# How to complete this task
Copy each line of the entries that contains the word "urlopen".

● ● ●

PR #151, opened 2016-09-09
[WIP] Issue147

rwblair:
Attempt to make both subject_list and epi files for subjects iterable. Not complete, interested to see what circleci has to say about it.

### DIFF
--- a/fmriprep/data/utils.py
+++ b/fmriprep/data/utils.py
@@ -23,6 +23,14 @@ import hashlib
 import subprocess as sp
 from fmriprep.data.compat import _urllib, md5_hash
 
+try:
+    from urllib.parse import urlparse, urlencode
+    from urllib.request import build_opener, urlopen, Request
+    from urllib.error import HTTPError
+except ImportError:
+    from urlparse import urlparse
+    from urllib import urlencode
+    from urllib2 import build_opener, urlopen, Request, HTTPError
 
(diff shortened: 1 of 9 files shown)


fmriprep/data/utils.py
```diff
@@ -23,6 +23,14 @@
 import subprocess as sp
 from fmriprep.data.compat import _urllib, md5_hash
 
+try:
```
oesteban: I generally prefer this solution http://python-future.org/compatible_idioms.html#urllib-module:
```
from future.standard_library import install_aliases
install_aliases()

from urllib.parse import urlparse, urlencode
from urllib.request import urlopen, Request
from urllib.error import HTTPError
```

setup.py
```diff
@@ -8,6 +8,9 @@
 import os
 import sys
 
+from fmriprep.info import (__version__, __author__, __copyright__, __credits__,
```
oesteban: This should not be necessary, we have this: https://github.com/rwblair/fmriprep/blob/3866c4e555f4ebef0d1fc2dab0c4013126a60846/setup.py#L23 for that.

The reason is: if you import fmriprep in the setup.py, then you need to have fmriprep installed for setup.py to work correctly.

rwblair: Kk, I'll remove it. When I was attempting to do an install of fmriprep locally it was failing because it couldn't get at the information in fmriprep.info. I'll try and rework it to not import from a library that isn't installed yet.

● ● ●

# Solved problem
+    from urllib.request import build_opener, urlopen, Request
+    from urllib2 import build_opener, urlopen, Request, HTTPError
from urllib.request import urlopen, Request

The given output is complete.